Collected data entries:
* * * * *
PR #1141, opened 2016-04-27
Reject duplicate outputs involving an implicit output

### LINKED ISSUE #1136: Crash with multiple duplicate implicit outputs

bradking:
For compatibility with older versions of Ninja we do not reject
duplicate outputs by default.  However, we can reject them when at least
one of the outputs is implicit because older versions of Ninja do not
support implicit output syntax anyway.

Fixes #1136.

### DIFF
--- a/src/manifest_parser.cc
+++ b/src/manifest_parser.cc
@@ -339,15 +339,19 @@ bool ManifestParser::ParseEdge(string* err) {
   }
 
   edge->outputs_.reserve(outs.size());
-  for (vector<EvalString>::iterator i = outs.begin(); i != outs.end(); ++i) {
-    string path = i->Evaluate(env);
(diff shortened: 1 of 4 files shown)


bradking:
Closing in favor of #1137 to keep the behavior between the output types consistent.

PR #1144, opened 2016-04-28
Update %p to use finished edges after #1143.

nico:


colincross:
This needs a documentation update too

nico:
thanks filed #1145

PR #1147, opened 2016-04-28
Fix NINJA_STATUS %e and %r on dumb terminals

### LINKED ISSUE #1146: Regression from #999: NINJA_STATUS %e on dumb terminals starts from epoch
#999 made dumb terminals only output when edges finish.  BuildStatus::overall_rate_ stopwatch is only initialized to the current time when PrintStatus is called with finished_edges_ == 0, but on a dumb terminal it will be called for the first time when finished_edge_ = 1, which results in very long elapsed times:
NINJA_STATUS="[%r processes, %f/%t @ %o/s : %es ] "
[0 processes, 2/2 @ 0.0/s : 1461869902.367s ]

### LINKED ISSUE #1148: Regression from #999: NINJA_STATUS %r on dumb terminals reports 1 fewer process
PR #999 made dumb terminals only output when edges finish.  PrintStatus is called after finished_edges_ is incremented, which means the calculation for running edges will always return 1 less than the real number of running processes.  This happens on smart terminals too, but ninja will immediately print the status for the next edge with starting_edges_ incremented, so the incorrect value is never visible.

colincross:
PR #999 on dumb terminals broke NINJA_STATUS messages with %e and slightly changed the behavior of %r.

Fixes #1146
Fixes #1148

### DIFF
--- a/src/build.cc
+++ b/src/build.cc
@@ -97,7 +97,7 @@ void BuildStatus::BuildEdgeStarted(Edge* edge) {
   ++started_edges_;
 
   if (edge->use_console() || printer_.is_smart_terminal())
-    PrintStatus(edge);
+    PrintStatus(edge, kEdgeStarted);
 
   if (edge->use_console())
     printer_.SetConsoleLocked(true);
@@ -129,7 +129,7 @@ void BuildStatus::BuildEdgeFinished(Edge* edge,
     return;
 
   if (!edge->use_console())
-    PrintStatus(edge);
+    PrintStatus(edge, kEdgeFinished);
 
   // Print the command that is spewing before printing its output.
   if (!success) {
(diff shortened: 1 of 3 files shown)


src/build.cc
```diff
@@ -97,7 +97,7 @@ void BuildStatus::BuildEdgeStarted(Edge* edge) {
   ++started_edges_;
 
   if (edge->use_console() || printer_.is_smart_terminal())
-    PrintStatus(edge);
+    PrintStatus(edge, false);
```
nico: I always find bare bool parameters like this mysterious. What does `false` mean here? Either write `PrintStatus(edge, /*edge_finished=*/false);` here, or add `enum EdgeStatus { kEdgeStarted, kEdgeFinished };` above the PrintStatus() prototype and write `PrintStatus(edge, kEdgeStarted);` here.

nico:
Thanks for the patch! Just a cosmetic comment.

colincross:
Fixed

nico:
Thanks!

A test would've been nice, but I don't remember if this code is all stubbed out for testing.

colincross:
Yeah, I think there should be tests for the expected behaviors of %r, %s, %f, and %p when starting and finishing builds in both dumb and smart terminal modes, but that seemed like a much bigger project.

PR #1150, opened 2016-05-03
Make misc/measure.py compatible with python3

KiYugadgeter:
Make misc/measure.py compatible with python3
fixed point: use of `print function` in source

### DIFF
--- a/misc/measure.py
+++ b/misc/measure.py
@@ -17,6 +17,8 @@
 """measure the runtime of a command by repeatedly running it.
 """
 
+from __future__ import print_function
+
 import time
 import subprocess
 import sys
@@ -24,7 +26,7 @@ import sys
 devnull = open('/dev/null', 'w')
 
 def run(cmd, repeat=10):
-    print 'sampling:',
+    print('sampling:', end=' ')
     sys.stdout.flush()
 
     samples = []
@@ -33,10 +35,10 @@ def run(cmd, repeat=10):
         subprocess.call(cmd, stdout=devnull, stderr=devnull)
         end = time.time()
         dt = (end - start) * 1000
-        print '%dms' % int(dt),
+        print('%dms' % int(dt), end=' ')
         sys.stdout.flush()
         samples.append(dt)
-    print
+    print()
 
     # We're interested in the 'pure' runtime of the code, which is
     # conceptually the smallest time we'd see if we ran it enough times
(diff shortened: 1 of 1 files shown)


misc/measure.py
```diff
@@ -17,26 +17,26 @@
...
 import time
 import subprocess
 import sys
 
 devnull = open('/dev/null', 'w')
 
 def run(cmd, repeat=10):
-    print 'sampling:',
-    sys.stdout.flush()
+    print('sampling:', sys.stdout.flush())
```
NiklasRosenstein: This is not an equivalent tranformation. 
```python
print('sampling:', end='')
sys.stdout.flush()
```
would be correct.

KiYugadgeter:
Thank you for reviewing.
fixed to equivalent tranformation.

NiklasRosenstein:
I did a mistake there myself, you need to pass a single whitespace as string instead of an empty string for the `end` parameter, like

    print(text, end=' ')

misc/measure.py
```diff
@@ -26,15 +26,17 @@
...
+    sys.stdout.flush()
 
     samples = []
     for _ in range(repeat):
         start = time.time()
         subprocess.call(cmd, stdout=devnull, stderr=devnull)
         end = time.time()
         dt = (end - start) * 1000
-        print('%dms' % int(dt), sys.stdout.flush())
+        print('%dms' % int(dt))
```
NiklasRosenstein: Don't want to be nit-picking, and I haven't used `measure.py` myself so I don't know how important it is. But, I think you're missing the `end=' '` argument in this line still. :) The old code looked like this:

```python
        print '%dms' % int(dt),
        sys.stdout.flush()
```

PS: And as I mentioned in a comment for this merge request, I did a mistake myself there and used `end=''` instead of the correct `end=' '` (note that string with a single whitespace character).

KiYugadgeter:
fix a argument of print function to space

nico:
Thanks! If it's not too much trouble, could you squash your commits? (I thought github now had a "merge and squash" button on pull requests, but even though that's enabled in ninja's settings it doesn't show up for me.)

KiYugadgeter:
I squashed commits

nico:
Thanks for the patch!

(Looks like github's "commit and squash" UI appears after clicking "merge pull request", so next time I'll know how to do this without having to ask you to squash.)

PR #1154, opened 2016-05-12
Extract Replace() function into util.cc, add tests, fix edge case

cdbennett:
Extract string search-and-replace function `Replace()` from anonymous
namespace in `msvc_helper-win32.cc` into `util.cc` in the global
namespace, so it can be used by other modules.

Add unit tests to validate the function.

Fix infinite loop if `Replace()` called with empty string as `find`
argument.

### DIFF
--- a/src/msvc_helper-win32.cc
+++ b/src/msvc_helper-win32.cc
@@ -18,20 +18,6 @@
 
 #include "util.h"
 
-namespace {
-
-string Replace(const string& input, const string& find, const string& replace) {
-  string result = input;
-  size_t start_pos = 0;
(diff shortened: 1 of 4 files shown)


jhasse:
In which other module do you need `Replace`?

cdbennett:
I don't need to use it in another module, but it was a very general-purpose function so it seemed logical to put it in the `util.cc` module.  It could just as well be left in the `msvc_helper-win32.cc` file if desired.

jhasse:
It's only used `EscapeForDepfile` as far as I can tell. The endless loop isn't triggered due to a hardcoded find-string.

Let's keep it there. Sorry for closing this: We are very conservative with changes and want to reduce the number of open PRs.

Issue #773, opened 2014-06-04
Ninja adds extra CR to subprocess output on Windows yielding CR CR LF


cdbennett:
Ninja 1.4.0 on Windows is adding an extra CR character to any CRLF line endings in output produced by a subprocess, so that lines are terminated with CR CR LF.

This is causing Eclipse (CodeWarrior 10.5, to be precise) to have trouble parsing the compiler warning and error messages.

This test case has two .c programs designed to be compiled with MinGW gcc which print "Hello, World" with a newline. But one program changes the mode of stdout to binary so that the MinGW stdio library does not convert the \n to a \r\n.

[Test case: ninja_extra_cr_test](https://github.com/cdbennett/ninja_extra_cr_test)
A self-contained test case for Ninja which uses MinGW gcc to build two programs, one which produces LF and one CRLF line endings output, and shows how Ninja is adding an extra CR to the CRLF output:

Optiligence:
This is also an issue here: https://bugreports.qt.io/browse/QTCREATORBUG-14177.

cdbennett:
@nico I pushed two branches with pull requests that both solve the problem.  One by stripping extra CR characters, and the other based on your above patch that writes to `stdout` in binary mode on Windows.

I can see some possible advantages to each option.

nico:
Thanks! I kind of like the "set output to binary" version best, I think. What do you think?

martine:
I also like "set output to binary".  Ninja shouldn't even need to care about the newline format of the text output by its subprocesses -- it just wants to buffer and pass the bytes through.  So the fewer conversions/text processing the better.

nico:
#1156 should've fixed this.

PR #1155, opened 2016-05-12
Strip subprocess extra CR character before output

cdbennett:
Fix for #773 option 2: normalize the line endings of text before writing it to `stdout`.

(See also option 1 in Pull Request #1156, which writes to `stdout` in binary mode instead.)

All `CR LF` sequences get replaced with `LF`, since the `fwrite()` call will subsequently write out a `CR LF` for the `LF` itself.


cdbennett:
We only need either #1155 or #1156 but I would like to share both, and we can discuss the merits of each.  The one that is not accepted can be closed ultimately.

nico:
I merged the other one.

PR #1156, opened 2016-05-12
Write subprocess output to stdout in binary mode

cdbennett:
Fix for #773 option 1: write subprocess output to `stdout` in binary mode.

(See also option 2 in Pull Request #1155, which normalizes the newlines before writing out.)

Set stdout to binary mode while writing subprocess output, so that the
CR in a CR LF sequence is not replaced with CR LF itself, which would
* * * * *
Task to carry out: Repeat each line of the data above, exactly as it appears, from the first through the line that contains "duplicate outputs by".

Completed exercise:
PR #1141, opened 2016-04-27
Reject duplicate outputs involving an implicit output

### LINKED ISSUE #1136: Crash with multiple duplicate implicit outputs

bradking:
For compatibility with older versions of Ninja we do not reject
duplicate outputs by default.  However, we can reject them when at least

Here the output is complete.